The purpose of this approach is to present science and evolution honestly, but in a way that does not slam shut the door of scientific understanding for students who are believers. When the different types of causation and their role in scientific thought are clearly stated, evolutionary explanations, which are testable explanations of natural phenomena in terms of natural causes, can take their place as valid scientific explanations—without forcing religious students (the majority in most classrooms) to choose between science and religion. Students may choose to accept, reject, or remain agnostic about supernatural explanations as long as they (and their teachers and professors) understand that in the science classroom the focus is on testable explanations.

Chance and Randomness

Within biology, a clear understanding of probability concepts such as chance and randomness is necessary for understanding evolutionary processes. However, the specialized meanings of these terms in science conflicts with the way they are understood outside of the discipline. In science, to talk about the chance of something happening is to claim that it will occur according to a known probability. To know the probability of a phenomenon allows a prediction of its occurrence. For example, a biologist might say that the chance (probability) of getting a homozygous recessive genotype in a heterozygous cross is one in four or that the types of observed mutations are the same frequency as expected by chance (Lynch et al. 2008). Confusingly for students, scientists also apply chance to unpredictable events to say that the outcome of a particular event is not predictable. For example, you might say that it is a matter of chance whether a child will be male or female, even though you can also say that the chance that it will be a male is equal to the chance that it will be a female. The origin of new genetic variations by mutation is another case in point: it is possible to predict probabilistically that new variation will arise, but it is not possible to predict whether a mutation will occur at a particular nucleotide site. Genetic drift is also often referred to as “changes occurring by chance,” meaning that the gene or genotype frequency changes that occur are not due to natural selection, but to the vagaries of random sampling. So it is not surprising that students can be confused by “chance” since the term is used to describe phenomena as known as well as unknown.

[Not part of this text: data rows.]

PR #1235, opened 2026-05-29
Use persistent session dirs for agent workspaces (closes #1198)

malibio:
## Summary

- Replaces `tempfile::TempDir` with a named directory at `~/.nodespace/agent-sessions/<uuid>/` so agent artifacts survive session end and daemon restarts
- Session UUID generated in `PtySession::launch` and used as the directory name, tying filesystem path directly to the session record
- Removes `tempfile` from `packages/agent` production dependencies (retained in `dev-dependencies` for existing tests in that package)
- Test helper `launch_for_test` uses `std::env::temp_dir()/nodespace-agent-test-sessions/<uuid>/` to avoid polluting `~/.nodespace` during CI

## Test plan
- [ ] `cargo build --workspace` compiles cleanly
- [ ] New `session_dir_persists_after_process_exit_and_session_drop` test verifies the directory outlives both process exit and session drop

Closes #1198

### DIFF
--- a/packages/agent/Cargo.toml
+++ b/packages/agent/Cargo.toml
@@ -28,7 +28,6 @@ dirs = "5.0"
 sysinfo = "0.33"
 which = "7"
 portable-pty = "0.8"
-tempfile = "3"
 
 [target.'cfg(unix)'.dependencies]
 libc = "0.2"
--- a/packages/agent/src/pty/manager.rs
+++ b/packages/agent/src/pty/manager.rs
@@ -71,10 +71,12 @@ impl PtySessionManager {
             sessions.insert(id, session);
         }
 
-        // Auto-cleanup: when the child process exits, drop the session out
-        // of the map so the temp dir gets cleaned up. `watch` latches the
-        // final value, so this works whether the child exits before or
-        // after the receiver was constructed.
+        // Auto-cleanup: when the child process exits, remove the session entry
+        // from the map. The session directory at
+        // `~/.nodespace/agent-sessions/<uuid>/` is NOT deleted — it persists
+        // on disk so artifacts survive restarts. `watch` latches the final
+        // value, so this works whether the child exits before or after the
+        // receiver was constructed.
         let sessions = self.sessions.clone();
         tokio::spawn(async move {
             // Fast path: exit already happened before insert returned.
@@ -102,10 +104,9 @@ impl PtySessionManager {
     /// Terminate and remove a session. Returns `Ok(false)` if the session
     /// was not in the map (already cleaned up by the natural-exit watcher).
     ///
-    /// The temp dir is dropped when the last `Arc<PtySession>` is dropped;
-    /// since this method takes ownership out of the map, that usually happens
-    /// at the end of this call (assuming no other caller is holding an
-    /// `Arc` from a prior `get()`).
+    /// Removing the session from the map drops the `Arc<PtySession>` when no
+    /// other caller holds a reference. The session directory on disk is NOT
+    /// deleted — it persists at `~/.nodespace/agent-sessions/<uuid>/`.
     pub async fn terminate(&self, id: &Uuid) -> anyhow::Result<bool> {
         let session = {
             let mut sessions = self.sessions.lock().await;
--- a/packages/agent/src/pty/mod.rs
+++ b/packages/agent/src/pty/mod.rs
@@ -6,14 +6,14 @@
 //!
 //! The session lifecycle is:
 //!
-//! 1. Create a per-session temp directory.
+//! 1. Create a persistent session directory at `~/.nodespace/agent-sessions/<uuid>/`.
 //! 2. Write the context file ([`GraphContextAssembler::write_context_file`])
 //!    so the agent picks up its `CLAUDE.md` / `AGENTS.md` on launch.
-//! 3. Spawn the agent binary inside a freshly opened PTY rooted at the temp dir.
+//! 3. Spawn the agent binary inside a freshly opened PTY rooted at the session dir.
 //! 4. Stream stdout/stderr bytes through a `broadcast::Sender<OutputChunk>`.
 //! 5. Accept stdin via [`PtySession::write_input`] and resize via [`PtySession::resize`].
-//! 6. On [`PtySession::terminate`] (or when the child exits naturally), drop the
-//!    [`tempfile::TempDir`] so the working directory is cleaned up.
+//! 6. On [`PtySession::terminate`] (or when the child exits naturally), the session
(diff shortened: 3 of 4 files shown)


malibio:
## Code Review — PR #1235 (Issue #1198)

---

### Requirements Check

- ✅ Each agent session launches with cwd set to `~/.nodespace/agent-sessions/<uuid>/`
- ✅ Directory is created on session launch (`std::fs::create_dir_all`), not deleted on session end (no Drop cleanup)
- ✅ Context file (`CLAUDE.md` / `AGENTS.md`) is written into the session directory as before
- ✅ Old `tempfile::TempDir` approach removed from production paths (`_session_dir: tempfile::TempDir` → `session_dir: PathBuf`)
- ✅ `~/.nodespace/agent-sessions/` created on first session launch via `create_dir_all`
- ✅ `tempfile` removed from `[dependencies]` in `packages/agent/Cargo.toml`; retained in `[dev-dependencies]` for existing tests
- ✅ Test updated: `session_dir_persists_after_process_exit_and_session_drop` explicitly verifies persistence after drop

**All acceptance criteria met.**

---

### Code Review Findings

#### Suggested Improvements

**`📁 packages/agent/src/pty/manager.rs:75` and `:105` — Stale comments describing the old temp-dir cleanup behavior**

```
// of the map so the temp dir gets cleaned up.
```
```
/// The temp dir is dropped when the last `Arc<PtySession>` is dropped
```

These two comments were not updated as part of this PR. They describe the old `tempfile::TempDir` Drop-based cleanup behavior that no longer exists. A future reader will be confused: after a `terminate()` + manager removal, the session dir now persists, but the comment says it is "cleaned up." This violates the principle that comments must reflect current intent, not historical implementation. The auto-prune watcher and `terminate()` doc should say the *map entry* is removed and the directory **persists on disk** by design.

**`📁 packages/agent/src/pty/session.rs:302-303` — Stale `terminate()` doc comment**

```
/// Temp-dir cleanup happens when the
/// last `Arc` is dropped — usually the manager removing the entry
/// after this returns.
```

Same issue: this sentence now describes behavior that no longer happens. Should read: "The session directory at `~/.nodespace/agent-sessions/<uuid>/` is not deleted — it persists on disk."

**`📁 packages/agent/src/acp/context_assembly.rs:251` — Stale "session temp directory" wording**

```
/// session temp directory and appends NodeSpace tool activation
```

The `with_shim_dir` doc still refers to a "session temp directory." Minor, but creates drift from the new persistent-directory mental model.

#### Nitpicks

**Nit: `📁 packages/agent/src/pty/session.rs:401` — Test helper comment says "persists until the OS cleans up the temp dir"**

```
/// Creates a temporary directory under `std::env::temp_dir()` for the
/// session. The directory persists until the OS cleans up the temp dir.
```

The wording is accurate (it's under `temp_dir()`), but calling the behavior "persists until the OS cleans up" could mislead a reader into thinking this is ephemeral. Consider: "The directory is not deleted by the test helper; it lives under `std::env::temp_dir()/nodespace-agent-test-sessions/<uuid>/` until the OS reclaims it."

**Nit: `📁 packages/agent/src/pty/session.rs:406-412` — `launch_for_test` duplicates PTY setup from `spawn_in_pty`**

`launch_for_test` inlines the full PTY construction sequence (open pair, `spawn_command`, `drop(pair.slave)`, reader/writer setup) rather than delegating to `spawn_in_pty`. This existed before this PR, but the refactor creates a natural opportunity to route `launch_for_test` through `spawn_in_pty` now that `spawn_in_pty` accepts a `PathBuf` instead of `tempfile::TempDir`. This would be a DRY improvement for a follow-up.

**Nit: `📁 packages/agent/src/pty/session.rs:120` — `pub session_dir` exposes a mutable-by-reference path**

The field changed from `_session_dir: tempfile::TempDir` (private, Drop-only) to `pub session_dir: PathBuf`. The `pub` visibility grants any holder of `&mut PtySession` the ability to swap the path without the actual directory being moved. Given the type is `PathBuf` (not a `Path` reference), the risk is low, but consider `pub(crate)` or a `pub fn session_dir(&self) -> &Path` accessor in line with the `pub fn session_dir_path()` test-only accessor already present.

---

### Overall Assessment

This is a correct, focused, net-positive change. The core replacement — `tempfile::TempDir` to a named `PathBuf` under `~/.nodespace/agent-sessions/` — is implemented cleanly:

- Session UUID is generated at the right level (`launch`) and flows through `spawn_in_pty` without threading it through callers higher up the stack (the issue's spec was followed exactly)
- Error context messages are appropriately descriptive (`"create session dir {}"`)
- `tempfile` correctly moves to `dev-dependencies` rather than being removed outright, preserving test compilation in `context_assembly.rs` tests
- The test helper for integration tests (`launch_for_test`) correctly avoids polluting `~/.nodespace` by routing to `temp_dir()`
- New regression tests added for persistence after exit and drop, plus a thorough pre-existing suite (terminate idempotency, concurrent write+resize, late subscribe)

The only real gap is two stale doc comments in `manager.rs` that still describe the old temp-dir cleanup behavior. These should be updated before merge to prevent developer confusion about the post-session lifecycle. All other findings are minor polish.

**Recommendation: REQUEST CHANGES** — fix the two stale doc comments in `manager.rs` (lines 75 and 105), and update `terminate()`'s doc in `session.rs` (lines 302-303). All three are one-liner text fixes; no logic change needed.

malibio (commented):
Fix two stale doc comments in manager.rs (lines 75 and 105) that still describe the old temp-dir Drop-based cleanup, and the stale 'Temp-dir cleanup happens when the last Arc is dropped' sentence in session.rs terminate() doc (lines 302-303). All three are one-liner text fixes — no logic change needed. Everything else is clean and the implementation is correct.

malibio:
## Address-Review Summary

### ✅ Addressed (3 findings)

**🟡 Two stale comments in `manager.rs`** — Updated both the auto-prune task comment (line ~75) and the `terminate()` doc (line ~105) to correctly state that the session directory persists at `~/.nodespace/agent-sessions/<uuid>/` and is not deleted.

**🟡 Stale `terminate()` doc in `session.rs`** — Replaced the "Temp-dir cleanup happens when the last Arc is dropped" sentence with accurate language about the persistent directory.

### ⏭️ Skipped (2 suggestions)

**🟢 `pub session_dir` → `pub(crate)`** — Kept as `pub`. External callers legitimately need to know where a session's artifacts are stored (e.g., to open a file manager, display the path in UI, or read agent output). `pub` is the right visibility here.

**🟢 `launch_for_test` code duplication** — Pre-existing issue noted by reviewer as a follow-up candidate. Out of scope for this PR; no logic changes needed.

In addition to the confusion that may arise within the classroom, additional sources of misunderstanding about the term chance come from “the street.” Antievolutionists regularly contrast evolution as the result of chance (meaning directionless) processes with design (the result of the plan or purpose of the Creator). Intelligent design proponent Phillip Johnson wrote, “The important claim of evolution is that life developed gradually from nonliving matter to its present state of diverse complexity through purposeless natural mechanisms that are known to science” (Johnson 1991:33, emphasis added). Harking back to Paley’s argument from design, creationists contend that complex structures such as the bacterial flagellum could not have occurred by chance (purposeless or directionless) processes in the same way that a Boeing 747 could not have assembled itself from airplane parts by a tornado blowing through a junkyard. Although creationists discuss the “improbability” of an amino acid sequence assembling by “chance,” they use “by chance” primarily to mean “with no planning or purpose.” The nonscientific public, encouraged by antievolutionists, contrasts “natural” with “designed,” not realizing that a natural process such as natural selection can produce design, in the sense of complex, functioning structures.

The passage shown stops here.